PR #393, opened 2026-07-14
Remap foreign key display values to a target's declared display field

joakimwar:
## Motivation

`dbt-metabase models` sets `fk_target_field_id`, which draws the join relationship in Metabase's data model. But in tables and dashboards Metabase still shows the **raw foreign key id**. Which column is shown in its place is controlled by a separate Metabase resource — a field *dimension* (`POST /api/field/:id/dimension`) — that `schema.yml` had no way to express. Until now that gap had to be filled with a standalone post-sync script.

## What this adds

A `metabase.display_field` column meta marker. Set it once, on a model's human-readable column:

```yaml
- name: campaign_name
  config:
    meta:
      metabase.display_field: true
```

Every foreign key that resolves to that table — however the relationship was defined (constraints, relationship tests, or `fk_target_table`/`fk_target_field` meta) — has its dimension remapped to show `campaign_name` instead of the raw id. No per-key annotation is needed.

### Behavior details

- **Read from the full manifest**, not the filtered set: a foreign key can point at a table that a `--schema`/`--model` filter excluded from export, but its declared display field is still needed to remap the columns pointing at it.
- **Idempotent**: a dimension already pointing at the target field is left untouched.
- **One per table**: if several columns are marked, the first is used (with a warning).
- Reuses the existing batched-update mechanism via a new `field_dimension` update kind and `Metabase.update_field_dimension`.

## Changes

- `manifest.py`: recognize `metabase.display_field` (`Column.display_field`).
- `metabase.py`: `update_field_dimension()` → `POST /api/field/:id/dimension`.
- `_models.py`: build the display-field map, remap FK dimensions during column export, dispatch `field_dimension` updates.
- `README.md`: new "Display Values" section.
- `tests/test_models.py`: cover the map build and the apply/skip paths.

🤖 Generated with [Claude Code](https://claude.com/claude-code)

### DIFF
--- a/README.md
+++ b/README.md
@@ -116,6 +116,21 @@ Native [relationship tests](https://docs.getdbt.com/reference/resource-propertie
 
 You can provide `fk_target_table` as `schema_name.table_name` or just `table_name` to use the current schema. If your model has an alias, provide that alias rather than the original name.
 
+### Display Values
+
+By default a foreign key column shows the raw id it points at. Metabase can instead display a human-readable column from the target table (its "display value"). Mark that column once, on the target model, with `metabase.display_field`:
+
+```yaml
+- name: campaign_name
+  config:
+    meta:
+      metabase.display_field: true
+```
+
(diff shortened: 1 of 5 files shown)


gouline:
Not worth it for the amount of changes.

Issue #648, opened 2025-12-11
exclude_uncollated=True is a dangerous default


aekiss:
Payu excludes uncollated files from the gdata sync by default
https://payu.readthedocs.io/en/stable/config.html#user-processing
> `exclude_uncollated` (Default: True if collation is enabled)
Flag to exclude uncollated files from being synced. This is equivalent to adding `--exclude *.nc.*.`

This is may lead to data loss if the uncollated files aren't manually collated before they're automatically deleted from scratch.

I'd advocate setting the default to False.

Related: https://github.com/ACCESS-NRI/access-om3-configs/issues/983

anton-seaice:
I can implement if folks agree

jo-basevi:
This change should now be in the latest `payu/dev` module. Thanks for raising this issue @aekiss!

PR #649, opened 2025-12-12
payu sync: Default exclude_uncollated to false

jo-basevi:
This PR changes the default setting of sync to `exclude_uncollated` files to always False. 

See related issue #648

### DIFF
--- a/docs/source/config.rst
+++ b/docs/source/config.rst
@@ -463,7 +463,7 @@ User Processing
             - 'iceh.????-??-??.nc'
             - '*-IN-PROGRESS'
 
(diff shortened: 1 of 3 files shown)


jo-basevi:
Tested with a configuration with collation disabled for a run so there was uncollated files, then checked `--exclude *.nc.*` was added to rsync commands when `exclude_uncollated: true`, and no `--exclude *.nc.*`  was added when collation was re-enabled, and `exclude_uncollated` setting was removed, and all previous uncollated files were synced.

aidanheerdegen (approved):
LGTM

PR #664, opened 2026-01-20
657 check work dir payu run

### LINKED ISSUE #657: Better handling of existing work directory when invoking payu run
#### Description

When `payu run` is executed it does not check for the existence of a `work` directory until the the job submitted to the queue runs `payu-run`. That means a user wastes time while the job waits in the queue and fails almost instantly because there is already a `work` directory.

The current behaviour was intentional: it was important to note remove a possibly failed run until the user had examined it and determined the cause of the failure. So the onus was put on the user to `payu sweep` before invoking `payu run`.
 
However it is easy to forget to `sweep`, and it is also considered good practice to run `payu setup` at least once after modifications to the configuration, to ensure all manifests have been updated in an environment that has access to all filesystems so that the correct storage flags can be added to the PBS submission command.

The convenience option `-f` was added, so that `payu run -f` would automatically run `sweep` if the `work` directory exists.

However this can still catch out new users.

#### Proposed solution

if `-f` option is not specified, check if the `work` directory exists before queue submission, and warn the user that they either need to `sweep` or use `-f`, and abort the submission.

If we do have a beginner mode (see #655) this could offer to run `payu sweep` for them.

KAUR1984:
Fixes #657. 

**PR Changes:**
- [x] Added a conditional in `run_cmd.py` to check if `work` directory already exists when `payu-run` command is executed. If the `work` directory already exists, it shows an error message to the user. 
- [x] Color coded the error message in `red` using _Colorama_ and _logging_ libraries for users to easily find the error message.
- [x] Since we are using two libraries - _Colorama_ (third-party import) and _logging_ (standard library), the `logger.py` integrates both these libraries - and an error message could be written as `logger.error()` function, and it would automatically be color-coded.
- [x] Since  _Colorama_ is a third-party import, have added it as a dependency in `pyproject.toml`.

---

**Output: `payu run`**

Screenshot 2026-01-20 at 12 25 54

---

**Output: `payu-run`**

```
(payu-training-venv) [jk1943@gadi-login-06 mom6_double_gyre]$ payu-run
Use of these keys is deprecated: collate_walltime, collate_mem.
Instead use collate dictionary and subkey without 'collate_' prefix
laboratory path:  /scratch/tm70/jk1943/mom6
binary path:  /scratch/tm70/jk1943/mom6/bin
input path:  /scratch/tm70/jk1943/mom6/input
work path:  /scratch/tm70/jk1943/mom6/work
archive path:  /scratch/tm70/jk1943/mom6/archive
Use of these keys is deprecated: collate_walltime, collate_mem.
Instead use collate dictionary and subkey without 'collate_' prefix
Found experiment archive: /scratch/tm70/jk1943/mom6/archive/mom6_double_gyre-0364d62b
Use of these keys is deprecated: collate_walltime, collate_mem.
Instead use collate dictionary and subkey without 'collate_' prefix
nruns: 1 nruns_per_submit: 10 subrun: 1
payu: error: work path already exists: /scratch/tm70/jk1943/mom6/work/mom6_double_gyre-0364d62b.
             payu sweep and then payu run
```

### DIFF
--- a/payu/cli.py
+++ b/payu/cli.py
@@ -6,7 +6,7 @@
    :copyright: Copyright 2011 Marshall Ward, see AUTHORS for details.
    :license: Apache License, Version 2.0, see LICENSE for details
 """
-
+# Standard imports
 import argparse
 import sysconfig
 import importlib
@@ -17,12 +17,14 @@ import subprocess
 import sys
 import warnings
 
+# Local imports
 import payu
 import payu.envmod as envmod
 from payu.fsops import is_conda
 from payu.models import index as supported_models
 from payu.schedulers import index as scheduler_index, DEFAULT_SCHEDULER_CONFIG
 import payu.subcommands
+from payu.logger import setup_logger
 
 # Default configuration
 DEFAULT_CONFIG = 'config.yaml'
@@ -38,6 +40,7 @@ warnings.formatwarning = (
 
 def parse():
     """Parse the command line inputs and execute the subcommand."""
+    setup_logger()
     parser = generate_parser()
 
     # Display help if no arguments are provided
--- a/payu/logger.py
+++ b/payu/logger.py
@@ -4,9 +4,6 @@ import logging
 # Third Party imports
 from colorama import init, Fore, Style
 
-# Color Formatter: Initialize Colorama for cross-platform compatibility and auto-reset
-init(autoreset=True)
-
 class ColoredFormatter(logging.Formatter):
     """A custom formatter to add colors based on log level."""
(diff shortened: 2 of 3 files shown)


Qian-HuiChen:
It looks very nice!
Would it be good to show what the current error message looks like? I am a bit curious.

KAUR1984:
> It looks very nice! Would it be good to show what the current error message looks like? I am a bit curious.

Great point! Have added screenshot in the [original description](https://github.com/payu-org/payu/pull/664#issue-3831551790).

• **Requirement**
Repeat exactly the lines of the listing from its first line through the line that holds "## Motivation". Nothing else should appear.

• **Answer space**
PR #393, opened 2026-07-14
Remap foreign key display values to a target's declared display field

joakimwar:
## Motivation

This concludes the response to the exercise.